[[ SOURCE INFORMATION open ]]
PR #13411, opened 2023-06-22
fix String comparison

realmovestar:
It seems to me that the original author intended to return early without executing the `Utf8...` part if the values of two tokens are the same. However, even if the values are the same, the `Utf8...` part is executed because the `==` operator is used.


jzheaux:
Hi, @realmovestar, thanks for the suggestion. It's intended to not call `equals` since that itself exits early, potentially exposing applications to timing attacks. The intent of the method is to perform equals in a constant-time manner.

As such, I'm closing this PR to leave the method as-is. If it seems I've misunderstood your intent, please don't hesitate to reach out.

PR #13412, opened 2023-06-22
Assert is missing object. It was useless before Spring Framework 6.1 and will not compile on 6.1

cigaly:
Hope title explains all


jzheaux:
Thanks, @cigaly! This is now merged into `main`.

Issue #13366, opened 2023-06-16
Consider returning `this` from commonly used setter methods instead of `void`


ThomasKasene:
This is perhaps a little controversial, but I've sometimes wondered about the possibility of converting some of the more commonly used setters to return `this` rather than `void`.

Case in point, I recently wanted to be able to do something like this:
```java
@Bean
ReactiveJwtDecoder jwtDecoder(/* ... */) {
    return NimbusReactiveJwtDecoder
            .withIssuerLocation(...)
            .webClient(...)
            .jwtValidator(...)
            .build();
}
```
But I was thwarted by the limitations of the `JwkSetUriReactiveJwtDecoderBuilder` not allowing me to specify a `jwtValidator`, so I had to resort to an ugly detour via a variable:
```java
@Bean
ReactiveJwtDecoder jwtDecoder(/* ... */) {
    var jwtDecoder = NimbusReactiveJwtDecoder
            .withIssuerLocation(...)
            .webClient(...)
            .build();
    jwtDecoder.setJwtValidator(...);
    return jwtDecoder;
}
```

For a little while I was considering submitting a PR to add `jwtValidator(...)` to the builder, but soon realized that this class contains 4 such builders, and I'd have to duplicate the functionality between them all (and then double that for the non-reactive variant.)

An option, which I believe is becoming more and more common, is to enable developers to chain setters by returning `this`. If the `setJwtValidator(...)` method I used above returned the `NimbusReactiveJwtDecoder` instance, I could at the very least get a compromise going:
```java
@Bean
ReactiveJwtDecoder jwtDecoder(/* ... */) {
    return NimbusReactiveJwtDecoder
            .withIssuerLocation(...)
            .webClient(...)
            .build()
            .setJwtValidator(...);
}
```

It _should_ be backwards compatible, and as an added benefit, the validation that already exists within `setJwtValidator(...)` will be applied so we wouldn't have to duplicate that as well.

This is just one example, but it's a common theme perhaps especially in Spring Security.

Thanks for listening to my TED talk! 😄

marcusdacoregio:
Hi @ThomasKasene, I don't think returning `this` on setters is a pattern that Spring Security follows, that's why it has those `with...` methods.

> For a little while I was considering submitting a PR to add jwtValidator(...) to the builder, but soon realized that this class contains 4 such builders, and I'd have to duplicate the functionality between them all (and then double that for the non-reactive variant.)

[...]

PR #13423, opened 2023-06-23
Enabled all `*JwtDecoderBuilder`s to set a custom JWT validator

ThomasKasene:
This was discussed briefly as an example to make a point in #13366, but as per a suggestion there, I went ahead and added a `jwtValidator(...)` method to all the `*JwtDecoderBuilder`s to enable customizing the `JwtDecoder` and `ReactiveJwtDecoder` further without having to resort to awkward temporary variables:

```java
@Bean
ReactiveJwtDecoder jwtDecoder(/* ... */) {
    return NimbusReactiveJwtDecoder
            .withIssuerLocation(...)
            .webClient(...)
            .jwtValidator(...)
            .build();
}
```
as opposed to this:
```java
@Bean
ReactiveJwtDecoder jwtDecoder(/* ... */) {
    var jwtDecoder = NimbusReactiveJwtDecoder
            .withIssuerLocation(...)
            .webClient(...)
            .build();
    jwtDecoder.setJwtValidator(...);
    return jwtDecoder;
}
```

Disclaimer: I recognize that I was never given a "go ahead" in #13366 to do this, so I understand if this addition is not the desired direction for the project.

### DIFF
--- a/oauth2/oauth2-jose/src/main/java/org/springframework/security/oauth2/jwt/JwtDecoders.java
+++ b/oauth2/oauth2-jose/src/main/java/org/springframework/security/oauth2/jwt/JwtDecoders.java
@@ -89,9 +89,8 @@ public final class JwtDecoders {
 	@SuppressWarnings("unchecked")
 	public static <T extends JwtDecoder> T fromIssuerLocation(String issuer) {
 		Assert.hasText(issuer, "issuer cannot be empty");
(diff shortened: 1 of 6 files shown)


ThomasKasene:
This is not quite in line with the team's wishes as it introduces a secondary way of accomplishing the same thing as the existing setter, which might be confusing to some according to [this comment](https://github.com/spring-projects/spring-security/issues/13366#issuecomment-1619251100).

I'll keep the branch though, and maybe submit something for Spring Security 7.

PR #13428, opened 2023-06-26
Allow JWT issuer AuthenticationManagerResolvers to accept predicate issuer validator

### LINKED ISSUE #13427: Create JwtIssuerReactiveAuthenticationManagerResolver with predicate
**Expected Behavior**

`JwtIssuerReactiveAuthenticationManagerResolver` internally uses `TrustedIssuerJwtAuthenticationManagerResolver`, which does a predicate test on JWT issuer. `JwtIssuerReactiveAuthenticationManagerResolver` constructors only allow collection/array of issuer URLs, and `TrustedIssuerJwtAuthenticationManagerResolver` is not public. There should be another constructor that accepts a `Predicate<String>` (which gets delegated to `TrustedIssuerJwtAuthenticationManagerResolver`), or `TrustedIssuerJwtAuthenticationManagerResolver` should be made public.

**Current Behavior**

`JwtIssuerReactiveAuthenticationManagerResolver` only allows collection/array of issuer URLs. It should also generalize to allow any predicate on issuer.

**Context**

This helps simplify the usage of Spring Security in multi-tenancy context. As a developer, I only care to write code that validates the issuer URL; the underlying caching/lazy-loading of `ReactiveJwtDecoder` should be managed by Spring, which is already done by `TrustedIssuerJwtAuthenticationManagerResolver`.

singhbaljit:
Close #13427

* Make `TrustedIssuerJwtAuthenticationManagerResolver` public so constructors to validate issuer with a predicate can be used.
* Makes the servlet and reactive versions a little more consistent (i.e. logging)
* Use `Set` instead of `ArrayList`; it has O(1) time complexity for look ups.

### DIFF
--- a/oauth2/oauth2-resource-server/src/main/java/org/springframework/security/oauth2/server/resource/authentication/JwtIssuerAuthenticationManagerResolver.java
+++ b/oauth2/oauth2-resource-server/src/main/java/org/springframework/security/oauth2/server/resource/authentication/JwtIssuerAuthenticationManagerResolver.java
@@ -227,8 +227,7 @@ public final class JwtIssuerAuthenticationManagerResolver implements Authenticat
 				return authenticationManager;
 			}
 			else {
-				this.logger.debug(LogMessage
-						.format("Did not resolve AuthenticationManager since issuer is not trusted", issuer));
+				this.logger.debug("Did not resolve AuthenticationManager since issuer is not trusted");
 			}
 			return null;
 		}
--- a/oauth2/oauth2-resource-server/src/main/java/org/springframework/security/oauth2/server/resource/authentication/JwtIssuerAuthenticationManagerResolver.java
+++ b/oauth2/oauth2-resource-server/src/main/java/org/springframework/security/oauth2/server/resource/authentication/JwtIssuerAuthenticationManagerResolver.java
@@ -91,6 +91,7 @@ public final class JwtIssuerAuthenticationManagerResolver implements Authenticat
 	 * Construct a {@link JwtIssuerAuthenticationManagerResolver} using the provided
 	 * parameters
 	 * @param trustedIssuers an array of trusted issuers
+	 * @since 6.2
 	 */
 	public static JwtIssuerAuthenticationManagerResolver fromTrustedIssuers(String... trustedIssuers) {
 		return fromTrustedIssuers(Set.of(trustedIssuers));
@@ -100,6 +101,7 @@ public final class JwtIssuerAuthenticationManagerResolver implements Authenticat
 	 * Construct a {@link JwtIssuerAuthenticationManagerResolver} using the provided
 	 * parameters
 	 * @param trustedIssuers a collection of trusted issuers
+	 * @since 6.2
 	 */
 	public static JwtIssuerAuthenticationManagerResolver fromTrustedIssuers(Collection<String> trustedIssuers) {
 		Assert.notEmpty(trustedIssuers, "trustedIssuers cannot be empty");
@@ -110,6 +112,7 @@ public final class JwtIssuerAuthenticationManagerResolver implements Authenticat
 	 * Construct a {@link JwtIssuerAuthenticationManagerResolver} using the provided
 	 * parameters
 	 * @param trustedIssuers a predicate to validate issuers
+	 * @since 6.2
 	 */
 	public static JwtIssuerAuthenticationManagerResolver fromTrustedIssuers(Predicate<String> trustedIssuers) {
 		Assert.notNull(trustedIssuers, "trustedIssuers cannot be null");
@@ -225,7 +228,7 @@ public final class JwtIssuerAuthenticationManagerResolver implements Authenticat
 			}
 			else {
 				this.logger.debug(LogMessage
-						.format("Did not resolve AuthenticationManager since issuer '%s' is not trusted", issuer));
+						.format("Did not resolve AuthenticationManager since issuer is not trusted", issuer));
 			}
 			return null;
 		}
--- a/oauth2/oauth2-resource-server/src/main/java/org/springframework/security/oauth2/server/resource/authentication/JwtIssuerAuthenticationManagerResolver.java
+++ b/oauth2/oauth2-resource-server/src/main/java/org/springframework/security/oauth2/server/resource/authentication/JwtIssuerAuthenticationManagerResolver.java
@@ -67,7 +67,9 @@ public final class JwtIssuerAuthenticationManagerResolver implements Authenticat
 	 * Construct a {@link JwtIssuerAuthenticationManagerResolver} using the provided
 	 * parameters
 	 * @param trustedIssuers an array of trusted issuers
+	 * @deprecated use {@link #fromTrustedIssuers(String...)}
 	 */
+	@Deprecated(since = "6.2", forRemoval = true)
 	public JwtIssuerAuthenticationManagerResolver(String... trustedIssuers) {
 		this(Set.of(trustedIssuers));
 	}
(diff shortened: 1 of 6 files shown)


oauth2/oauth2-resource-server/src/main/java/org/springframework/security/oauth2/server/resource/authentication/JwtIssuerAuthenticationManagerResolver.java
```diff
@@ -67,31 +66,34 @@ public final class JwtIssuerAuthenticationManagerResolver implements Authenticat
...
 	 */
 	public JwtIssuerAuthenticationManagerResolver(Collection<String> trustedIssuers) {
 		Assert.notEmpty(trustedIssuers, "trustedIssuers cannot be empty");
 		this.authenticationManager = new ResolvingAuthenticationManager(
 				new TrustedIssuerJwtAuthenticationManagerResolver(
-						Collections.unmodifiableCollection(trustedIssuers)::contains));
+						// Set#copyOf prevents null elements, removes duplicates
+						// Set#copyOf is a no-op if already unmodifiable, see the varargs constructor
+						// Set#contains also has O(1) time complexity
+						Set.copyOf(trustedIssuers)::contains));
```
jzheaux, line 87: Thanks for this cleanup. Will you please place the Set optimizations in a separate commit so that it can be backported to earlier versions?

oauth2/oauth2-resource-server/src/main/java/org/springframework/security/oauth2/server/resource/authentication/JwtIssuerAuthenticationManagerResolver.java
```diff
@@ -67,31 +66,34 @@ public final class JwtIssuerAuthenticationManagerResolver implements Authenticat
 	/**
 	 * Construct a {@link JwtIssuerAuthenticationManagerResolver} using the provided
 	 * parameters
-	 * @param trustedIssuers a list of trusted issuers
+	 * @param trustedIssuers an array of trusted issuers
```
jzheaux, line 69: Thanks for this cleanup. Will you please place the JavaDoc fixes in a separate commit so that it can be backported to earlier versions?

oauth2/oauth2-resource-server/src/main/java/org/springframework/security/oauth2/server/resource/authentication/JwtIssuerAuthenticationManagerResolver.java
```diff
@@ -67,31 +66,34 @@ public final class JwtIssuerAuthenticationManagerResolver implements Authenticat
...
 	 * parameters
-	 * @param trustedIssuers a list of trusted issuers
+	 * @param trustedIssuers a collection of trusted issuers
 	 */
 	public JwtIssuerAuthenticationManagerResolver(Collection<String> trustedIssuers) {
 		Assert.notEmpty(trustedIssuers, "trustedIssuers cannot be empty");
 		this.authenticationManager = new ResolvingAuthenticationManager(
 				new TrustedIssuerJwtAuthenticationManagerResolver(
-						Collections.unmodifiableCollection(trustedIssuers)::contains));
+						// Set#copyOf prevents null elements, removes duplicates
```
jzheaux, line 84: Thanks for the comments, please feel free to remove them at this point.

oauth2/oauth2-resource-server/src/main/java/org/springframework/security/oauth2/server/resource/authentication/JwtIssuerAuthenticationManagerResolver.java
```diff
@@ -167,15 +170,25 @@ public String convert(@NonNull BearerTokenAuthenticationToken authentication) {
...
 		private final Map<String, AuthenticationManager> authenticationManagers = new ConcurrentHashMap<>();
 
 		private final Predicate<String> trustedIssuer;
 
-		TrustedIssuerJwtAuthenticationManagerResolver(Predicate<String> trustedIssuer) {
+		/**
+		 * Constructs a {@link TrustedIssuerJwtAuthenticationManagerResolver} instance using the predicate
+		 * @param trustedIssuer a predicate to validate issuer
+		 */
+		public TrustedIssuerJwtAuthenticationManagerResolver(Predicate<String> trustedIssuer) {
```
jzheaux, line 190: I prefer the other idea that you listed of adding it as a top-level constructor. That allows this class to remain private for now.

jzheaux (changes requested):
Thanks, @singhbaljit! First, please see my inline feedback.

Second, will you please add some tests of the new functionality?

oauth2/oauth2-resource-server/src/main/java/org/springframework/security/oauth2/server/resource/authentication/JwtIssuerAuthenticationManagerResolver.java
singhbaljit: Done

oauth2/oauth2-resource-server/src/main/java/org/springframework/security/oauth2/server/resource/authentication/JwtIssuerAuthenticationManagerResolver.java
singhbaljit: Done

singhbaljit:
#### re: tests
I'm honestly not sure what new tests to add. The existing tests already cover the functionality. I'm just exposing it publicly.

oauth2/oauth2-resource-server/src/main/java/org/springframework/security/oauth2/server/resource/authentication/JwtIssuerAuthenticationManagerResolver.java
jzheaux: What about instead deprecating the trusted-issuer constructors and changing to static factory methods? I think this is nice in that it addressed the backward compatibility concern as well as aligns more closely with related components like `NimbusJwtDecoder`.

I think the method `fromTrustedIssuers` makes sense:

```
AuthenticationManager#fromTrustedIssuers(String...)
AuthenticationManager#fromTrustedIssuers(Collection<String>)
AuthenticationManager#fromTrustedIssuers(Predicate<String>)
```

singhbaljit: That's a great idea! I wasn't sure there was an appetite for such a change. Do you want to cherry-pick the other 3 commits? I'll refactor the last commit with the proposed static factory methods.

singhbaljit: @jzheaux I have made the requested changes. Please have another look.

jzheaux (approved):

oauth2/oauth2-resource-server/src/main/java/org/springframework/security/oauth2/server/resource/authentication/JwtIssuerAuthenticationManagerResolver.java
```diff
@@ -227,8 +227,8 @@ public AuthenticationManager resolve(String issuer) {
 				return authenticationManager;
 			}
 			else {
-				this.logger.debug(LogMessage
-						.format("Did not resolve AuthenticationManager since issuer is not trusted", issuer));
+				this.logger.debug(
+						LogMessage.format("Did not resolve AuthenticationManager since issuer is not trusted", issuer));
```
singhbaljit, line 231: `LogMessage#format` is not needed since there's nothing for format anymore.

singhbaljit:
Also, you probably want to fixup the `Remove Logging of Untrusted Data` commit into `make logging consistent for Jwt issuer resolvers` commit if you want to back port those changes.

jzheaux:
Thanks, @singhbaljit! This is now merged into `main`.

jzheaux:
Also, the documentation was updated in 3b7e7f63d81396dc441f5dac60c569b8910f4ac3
[[ SOURCE INFORMATION closed ]]
**PROBLEM:** Tally the lines in the records above that contain the string "realmovestar" and report only the tally.

**YOUR SOLUTION:** 2